= Mamaroneck riot =

The Mamaroneck riot was an armed clash between Irish and Italian-American laborers at Grand Park, Mamaroneck, Westchester County, New York, on August 13, 1870, resulting in the deaths of several men. One of the early labor riots to occur in the state, it became widely known at the time for its violence, as several rioters were stabbed to death.

Relations between Irish and Italian-American laborers at Mamaroneck had generally been hostile, as would be seen elsewhere in the country during the late 19th century, as Irish laborers objected to management importing cheaper labor in the form of recently arrived Italian immigrants. This feeling of animosity would result in several minor altercations two weeks prior to the incident.
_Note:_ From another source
PR #556, opened 2024-12-29
fix(prefixStorage): wrap shorthand aliases

CorentinTh:
When creating a prefixed storage, the `get`, `set`, `has`, `del`, `remove` aliases don't work as intended (they do not get the defined prefixe) as they are not defined in the `storageKeyProperties` in https://github.com/unjs/unstorage/blob/main/src/utils.ts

On the afternoon of August 5, an altercation occurred between two groups of Irish and Italian-American workers who had been employed in the renovation of Mamaroneck. A large segment of Irish workers, who had yet to be paid off by a Mr. Wilson, had become angered that Wilson had already begun paying the 150 Italian immigrants recently employed by him.

At around 5:00 pm, a large group of Irish workers (who had reportedly been drinking at a local bar for several hours before) had begun harassing arriving Italian workers, which eventually led to the serious stabbing of a young Irish worker, causing the two mobs to begin hurling stones and other debris at each other.

Although newspaper accounts claim the deaths of two Irish and two Italian workers, there were no officially reported fatalities. However, the incident set off a chain of violence that resulted in the stabbing of five or six workers.